If we wanted to only run 1 instance of the program, we could transfer ownership of the ELF memory to the user mode program. We can crate pages that point to the existing frames that Limine put the module in. Then we would not have to copy any memory. But remember, we would be transferring ownership of the Limine module, and letting the user mode program to modify it.

If we want to run multiple instances of the program, we can create pages that point to the read-only segments of the ELF, while creating new frames for RW segments and copying the data from the ELF to the new frames. This way, all read-only segments can be shared between all instances of the program, while still isolating each instance so it cannot corrupt the ELF for the other instances.
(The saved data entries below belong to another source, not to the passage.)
PR #2369, opened 2022-06-19
Implement integration tests for Accounting rules

josehernandezfintecheandomx:
## Description

Implement integration tests for Accounting rules

Screen Shot 2022-06-19 at 10 23 59

## Checklist

### DIFF
--- a/integration-tests/src/test/java/org/apache/fineract/integrationtests/accounting/AccountingRuleIntegrationTest.java
+++ b/integration-tests/src/test/java/org/apache/fineract/integrationtests/accounting/AccountingRuleIntegrationTest.java
@@ -1,0 +1,79 @@
+/**
+ * Licensed to the Apache Software Foundation (ASF) under one
+ * or more contributor license agreements. See the NOTICE file
+ * distributed with this work for additional information
+ * regarding copyright ownership. The ASF licenses this file
+ * to you under the Apache License, Version 2.0 (the
+ * "License"); you may not use this file except in compliance
+ * with the License. You may obtain a copy of the License at
+ *
+ * http://www.apache.org/licenses/LICENSE-2.0
+ *
+ * Unless required by applicable law or agreed to in writing,
+ * software distributed under the License is distributed on an
+ * "AS IS" BASIS, WITHOUT WARRANTIES OR CONDITIONS OF ANY
+ * KIND, either express or implied. See the License for the
+ * specific language governing permissions and limitations
+ * under the License.
+ */
+package org.apache.fineract.integrationtests.accounting;
+
+import static org.junit.jupiter.api.Assertions.assertNotNull;
+import static org.junit.jupiter.api.Assertions.assertTrue;
+
+import io.restassured.builder.RequestSpecBuilder;
+import io.restassured.builder.ResponseSpecBuilder;
+import io.restassured.http.ContentType;
+import io.restassured.specification.RequestSpecification;
+import io.restassured.specification.ResponseSpecification;
+import java.util.ArrayList;
+import org.apache.fineract.client.models.GetAccountRulesResponse;
+import org.apache.fineract.client.models.GetOfficesResponse;
+import org.apache.fineract.client.models.PostAccountingRulesResponse;
+import org.apache.fineract.integrationtests.common.OfficeHelper;
+import org.apache.fineract.integrationtests.common.Utils;
+import org.apache.fineract.integrationtests.common.accounting.Account;
+import org.apache.fineract.integrationtests.common.accounting.AccountHelper;
+import org.apache.fineract.integrationtests.common.accounting.AccountRuleHelper;
+import org.junit.jupiter.api.BeforeEach;
+import org.junit.jupiter.api.Test;
+
+public class AccountingRuleIntegrationTest {
+
+    private ResponseSpecification responseSpec;
+    private RequestSpecification requestSpec;
+
+    private AccountHelper accountHelper;
+    private AccountRuleHelper accountRuleHelper;
+
+    @BeforeEach
+    public void setup() {
+        Utils.initializeRESTAssured();
+
+        requestSpec = new RequestSpecBuilder().setContentType(ContentType.JSON).build();
+        requestSpec.header("Authorization", "Basic " + Utils.loginIntoServerAndGetBase64EncodedAuthenticationKey());
+        responseSpec = new ResponseSpecBuilder().expectStatusCode(200).build();
+
+        accountRuleHelper = new AccountRuleHelper(requestSpec, responseSpec);
+        accountHelper = new AccountHelper(requestSpec, responseSpec);
+    }
+
+    @Test
+    public void testAccountingRuleCreation() {
+        // given
+        final Account accountToCredit = accountHelper.createIncomeAccount();
+        final Account accountToDebit = accountHelper.createExpenseAccount();
+        final GetOfficesResponse headOffice = OfficeHelper.getHeadOffice(requestSpec, responseSpec);
+
+        // when
+        final PostAccountingRulesResponse accountingRule = accountRuleHelper.createAccountRule(headOffice.getId(), accountToCredit,
+                accountToDebit);
+        final ArrayList<GetAccountRulesResponse> accountingRules = accountRuleHelper.getAccountingRules();
+
+        // then
+        assertNotNull(accountingRule);
+        assertNotNull(accountingRule.getResourceId());
+        assertNotNull(accountingRules);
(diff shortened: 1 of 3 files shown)


integration-tests/src/test/java/org/apache/fineract/integrationtests/common/accounting/AccountRuleHelper.java
```diff
@@ -0,0 +1,50 @@
...
+    public AccountRuleHelper(final RequestSpecification requestSpec, final ResponseSpecification responseSpec) {
+        this.requestSpec = requestSpec;
+        this.responseSpec = responseSpec;
+    }
+
+    public ArrayList<HashMap> getAccountingRules() {
+        return Utils.performServerGet(this.requestSpec, this.responseSpec, ACCOUNTINGRULES_URL, "$");
+    }
+
+    public Integer createAccountRule(final Long officeId, final Account accountToCredit, final Account accountToDebit) {
```
galovics: Since this is a new helper and a new domain to create tests for, do you mind switching the old "hashmap" style implementation to using the typed fineract-client generated code? 
For example if you look at `org.apache.fineract.integrationtests.common.ClientHelper#createClientAddress`, I've been using the generated typed code. You could do the same for the AccountingRules.
Thoughts?

josehernandezfintecheandomx: Done! Using the `GetAccountRulesResponse` class

integration-tests/src/test/java/org/apache/fineract/integrationtests/accounting/AccountingRuleIntegrationTest.java
```diff
@@ -0,0 +1,80 @@
...
+        responseSpec = new ResponseSpecBuilder().expectStatusCode(200).build();
+
+        accountRuleHelper = new AccountRuleHelper(requestSpec, responseSpec);
+        accountHelper = new AccountHelper(requestSpec, responseSpec);
+    }
+
+    @Test
+    public void testAccountingRuleCreation() {
+        // given
+        accountToCredit = accountHelper.createIncomeAccount();
```
galovics: Let's keep this as local variables. It's important to not store state on an object/class level to prevent potential concurrency issues in the future (if we decide to run the tests in parallel mode)

integration-tests/src/test/java/org/apache/fineract/integrationtests/common/accounting/AccountRuleHelper.java
```diff
@@ -0,0 +1,58 @@
...
+    }
+
+    public ArrayList<GetAccountRulesResponse> getAccountingRules() {
+        final String response = Utils.performServerGet(this.requestSpec, this.responseSpec, ACCOUNTINGRULES_URL);
+        Type accountRuleListType = new TypeToken<ArrayList<GetAccountRulesResponse>>() {}.getType();
+        return GSON.fromJson(response, accountRuleListType);
+    }
+
+    public Integer createAccountRule(final Long officeId, final Account accountToCredit, final Account accountToDebit) {
+        final String assetAccountJSON = new AccountingRuleBuilder()
```
galovics, line 53: Why don't we use the generated models here as well?

galovics (changes requested):

integration-tests/src/test/java/org/apache/fineract/integrationtests/accounting/AccountingRuleIntegrationTest.java
josehernandezfintecheandomx: Done!

integration-tests/src/test/java/org/apache/fineract/integrationtests/common/accounting/AccountRuleHelper.java
josehernandezfintecheandomx: Done!

integration-tests/src/test/java/org/apache/fineract/integrationtests/accounting/AccountingRuleIntegrationTest.java
```diff
@@ -0,0 +1,79 @@
...
+    public void testAccountingRuleCreation() {
+        // given
+        final Account accountToCredit = accountHelper.createIncomeAccount();
+        final Account accountToDebit = accountHelper.createExpenseAccount();
+        final GetOfficesResponse headOffice = OfficeHelper.getHeadOffice(requestSpec, responseSpec);
+
+        // when
+        final PostAccountingRulesResponse accountingRule = accountRuleHelper.createAccountRule(headOffice.getId(), accountToCredit,
+                accountToDebit);
+        assertNotNull(accountingRule);
```
adamsaghy: Usually the checks are going under the "then" case not the "when"... but its minor

integration-tests/src/test/java/org/apache/fineract/integrationtests/accounting/AccountingRuleIntegrationTest.java
```diff
@@ -0,0 +1,79 @@
...
+        assertNotNull(accountingRule.getResourceId());
+
+        // then
+        final ArrayList<GetAccountRulesResponse> accountingRules = accountRuleHelper.getAccountingRules();
+        assertNotNull(accountingRules);
+        assertEquals(1, accountingRules.size());
```
adamsaghy: This is not recommended way of checking existence of a created entry. You cannot be sure whether it was not there already earlier, also you cannot be sure whether any other integration test will not created an account rules as well and if that one is executed earlier, this one will fail.

My recommendation is to check the actual id and some of the most important part of the account rules details.

integration-tests/src/test/java/org/apache/fineract/integrationtests/accounting/AccountingRuleIntegrationTest.java
josehernandezfintecheandomx: But the check is for the Get Accounting rules, so the Accounting Rule creation is before of the check

integration-tests/src/test/java/org/apache/fineract/integrationtests/accounting/AccountingRuleIntegrationTest.java
josehernandezfintecheandomx: In this case, there were not any Integration Test for Accounting rules, so It is brand new, to cover the test for the Get Accounting Rules API that was failing with the SQL using 0 and 1 instead of boolean values as It was fixed in the PR https://github.com/apache/fineract/pull/2335

Screen Shot 2022-06-28 at 16 32 09

integration-tests/src/test/java/org/apache/fineract/integrationtests/accounting/AccountingRuleIntegrationTest.java
adamsaghy: Like i said, it is nothing major... but usually:
GIVEN
           everything to prepare the context before executing the targeted actions
 WHEN
          execute all the targeted actions
 THEN
          check the outcome of the targeted actions

integration-tests/src/test/java/org/apache/fineract/integrationtests/accounting/AccountingRuleIntegrationTest.java
adamsaghy: I understand there is no any integration tests for accounting rules...yet. 
1. But what if i created one tomorrow and as the execution order of the tests are not specified it could happen that the new test is executed earlier and if that integration test is creating an accounting rule, your test will fail.
2. You are not testing whether the accounting rule were created properly as there are missing checks for:
- officeId
- accountCreditId
- accountDebitId
- name
- description

My recommendation is to avoid checks like:
- assertEquals(1, accountingRules.size());

And preferrably find the created accounting rule (from the list or retrieve it by ID) entry and check its details one by one

integration-tests/src/test/java/org/apache/fineract/integrationtests/accounting/AccountingRuleIntegrationTest.java
josehernandezfintecheandomx: Done!

integration-tests/src/test/java/org/apache/fineract/integrationtests/accounting/AccountingRuleIntegrationTest.java
josehernandezfintecheandomx: Done!

galovics (approved):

The program that we are going to spawn is similar to PID 1 on Linux. We won't need to create multiple instances of it, so we can consume the Limine module instead of copying it. To make sure that we don't try to use the module after consuming it, we can store a global variable in the kernel:

static CONSUMED_USER_MODE_PROGRAM_0: AtomicBool = AtomicBool::new(false);

and then first thing inside the run_program_0 fn:

let previously_consumed = CONSUMED_USER_MODE_PROGRAM_0.swap(false, Ordering::Relaxed);
assert!(!previously_consumed);

Now let's start loading! Quick instructions on how we are supposed to load a segment:

Copy (or move) p_filesz bytes to virtual memory starting at p_vaddr
Set following (p_memsz - p_filesz) bytes to 0
Use memory protection features to enforce the flags

An important thing to note is that p_memsz can be > p_filesz. This is so that the ELF doesn't need to include a bunch of contiguous 0s. The ELF loader (that's the code we will write) must fill in 0s there. And technically p_memsz can be so much greater than p_filesz that we have to allocate new pages in addition to the pages occupied by the ELF file.

To make things easier, we will only load "good" ELFs:

All read-only sections must have p_memsz = p_filesz
If there is a section with p_filesz > 0 and p_memsz > p_filesz, and zeroing the additional memory region should not mess up other segments

This way we can simplify our ELF consuming and loading logic:

Map all pages (based on p_vaddr and p_filesz) in each segment to the physical frames of the ELF.
If the last segment has p_memsz > p_filesz, we zero the memory after p_filesz up to the page boundary. If we still need more zero-initialized memory, we allocate new physical frames and completely zero them, and mark them as used by the user mode program.
Mark all of the ELF's physical frames used by segments (which we can calculate based on p_offset and p_filesz) as owned by the user mode program.
Mark all of the ELF's physical frames not used by segments as available.
If the ELF's last frame is referenced, zero any remaining bytes in that frame.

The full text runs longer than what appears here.